La despolitización proclama la autonomía del mundo social e histórico. No quiere


complicarse con la miseria de la civilización: se niega a aceptar que sus propias teorías

llevan las marcas mudas de la barbarie. Muchos autores advirtieron la complicidad del
psicoanálisis con el capitalismo. Murmuraciones en los consultorios complacientes con
un orden injusto y brutal.

El profesionalismo consume cultura, pero es anti-intelectual o colecciona


conocimientos, que exhibe para consagrar el poder de su especialidad, pero rechaza la
interrogación angustiosa de lo que no sabe.

El psicoanálisis en la Argentina, en los años sesenta y setenta, conoció la potencia


inconformista de la crítica y entendió sus prácticas entramadas con la política. Muchos
psicoanalistas compartían, con las izquierdas de entonces, el deseo de transformar el
mundo.
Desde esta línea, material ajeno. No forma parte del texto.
Issue #166, opened 2020-06-30
Minimum client TLS version is incorrect.


raonitimo:
Document says Clients must support Transport Layer Security (TLS) 1.0 or later. But tests with curl, https://github.com/rbsec/sslscan, and https://www.ssllabs.com/ssltest/ on an EKS cluster endpoint show the minimum required TLS version is 1.2.

PR #167, opened 2020-06-30
Fix infrastructure-security.md

raonitimo:
Fixes issue #166 

Kubernetes default is VersionTLS12: https://github.com/kubernetes/kubernetes/blob/release-1.16/staging/src/k8s.io/component-base/cli/flag/ciphersuites_flag.go#L101

Unless we set --tls-min-version on kube-apiserver (https://kubernetes.io/docs/reference/command-line-tools-reference/kube-apiserver/).

Description of changes:
Remove mention to 1.0 or later, and define clients must support Transport Layer Security TLS 1.2 or later.


jimdial-aws:
Amazon EKS does not require 1.2, though it is recommended, as stated in the current document. Thank you for using Amazon EKS!

PR #170, opened 2020-07-09
Make a clear comment to not use `force_tcp` for CoreDNS

mogren:
*Issue #, if available:* https://github.com/aws/amazon-vpc-cni-k8s/issues/595

*Description of changes:*

We have seen multiple issues around DNS because of an underlying limitation in EC2 when it comes to DNS lookups over TCP. The suggested work-around is to not use `force_tcp`. See https://github.com/aws/amazon-vpc-cni-k8s/issues/595#issuecomment-649872775 for details.


nithu0115:
Nice! Thanks updating documentation, @mogren

PR #178, opened 2020-07-20
Added that encryption is possible for Managed Node Groups

jasonumiker:
I find that many do not know that you can encrypt Managed Mode Groups via EBS default encryption - wanted to make that clearer in the documentation.


jimdial-aws:
Closing this since you can now deploy encrypted EBS volumes for nodes if you deploy the nodes with a launch template.

PR #193, opened 2020-08-17
Adds instructions on how to fix AccessDenied errors with managed node…

mmerkes:
… groups

*Issue #, if available:*

N/A

*Description of changes:*

Getting `AccessDenied` errors during managed node groups operations is one of the more common error types, and it can be fixed with a few `kubectl` commands. I've added a section on how to fix the issue in the most common cases. I'm open to feedback on how to improve the format of the section.


doc_source/troubleshooting.md
```diff
@@ -76,9 +76,141 @@ If your managed node group encounters a health issue, Amazon EKS returns an erro
...
 
+### Fixing AccessDenied errors for managed node groups
+
+The most common cause of `AccessDenied` errors when performing operations on managed node groups is missing the `eks:node-manager` ClusterRole and/or ClusterRoleBinding. Amazon EKS sets up these resources in your cluster as part of onboarding with managed node groups, and these are required for managing the node groups.
+
+You can verify the cause and resolve the issue with a few `kubectl` commands.
+
+**Expected ClusterRole and ClusterRoleBinding**
+
+The ClusterRole and ClusterRoleBinding are subject to change over time, but they should look similar to the following:
```
vishalkg, line 90: Instead, should we put it as, what "should" be there? Saying, "are subject to change over time" might be a little confusing, since the permissions to these roles pretty scooped down

mmerkes: We can. My only concern is that at some point in time, we could theoretically lock them down further or need to add additional permissions. I don't know how realistic that is and maybe it will be less confusing to not go into that, but I think it's worth discussing what makes sense.

PR #200, opened 2020-09-10
Update CNI URLs to use git tag instead of branch

mogren:
*Issue #, if available:*
https://github.com/aws/amazon-vpc-cni-k8s/issues/1206

*Description of changes:*

Update the docs to point to CNI v1.7.2. This should be the default CNI for EKS later in September, so do not merge yet.

Note that now that we use one branch per minor release (release-1.7, release-1.8 and so on) we rely on git tags for the patch releases. This PR updates the sample URLs to use the git tags instead of branch names..


jimdial-aws:
Thanks for your submission.

PR #208, opened 2020-09-28
patch cluster-autoscaler deployment to run on bottlerocket worker nodes

muhyousri:
*Issue #, if available:*

The ca-bundle.crt file is not in this path /etc/ssl/certs/  in bottlerocket AMI , so deploying this will cause the error 

mounting "/etc/ssl/certs/ca-bundle.crt" to rootfs at "/run/containerd/io.containerd.runtime.v2.task/k8s.io/cluster-autoscaler/rootfs/etc/ssl/certs/ca-certificates.crt" caused: not a directory: unknown

*Description of changes:*

Added an optional patch command for using with bottlerocket nodes , the file is located in this path :
/x86_64-bottlerocket-linux-gnu/sys-root/usr/share/factory/etc/pki/tls/certs/ca-bundle.crt


jimdial-aws:
Thanks for the submission. Sorry for the delayed reply. Closing due to a merge conflict, but I did incorporate your `kube-proxy` changes into the update cluster document. I didn't incorporate the Bottlerocket changes because I believe that [this pull request](https://github.com/bottlerocket-os/bottlerocket/pull/1207) may make them unnecessary. Feel free to re-open if that PR does not address your concern.

PR #214, opened 2020-10-16
Suggest the simpler "annotate" command instead of a JSON patch

jpetazzo:
This is super minor, so feel free to disregard if it doesn't fit with the
general AWS style guide; but `kubectl annotate` is simpler than the
longer `kubectl patch`.

I also replaced `<gp2>` with `gp2` for consistency. (I understand that
`<>` is used in some places in the docs as a placeholder, but since
all other places in this doc use `gp2`, I thought it would avoid issues
if someone copy-pastes the command blindly.)

*Issue #, if available:*

*Description of changes:*


jimdial-aws:
Thanks for the submission!

PR #223, opened 2020-10-20
Make the CoreDNS ConfigMap check more precise

dbirks:
*Issue #, if available:*

*Description of changes:*

The current command will give you a false positive, even after removing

En los tiempos actuales, sin lo que Casullo llamaba el horizonte de una
revolución venidera, un riesgo del profesionalismo es la difusión de prácticas clínicas
desentendidas de la experiencia de la angustia.

Inquieta el psicoanálisis, todavía, como territorio de las existencias angustiadas, como


invención de espacios en los que puede ser insinuado lo inescuchable, como habla de la
afección sublevada, como obrar, en el que la angustia sigue hablando, después de que ya
hemos dicho todo lo que teníamos que decir.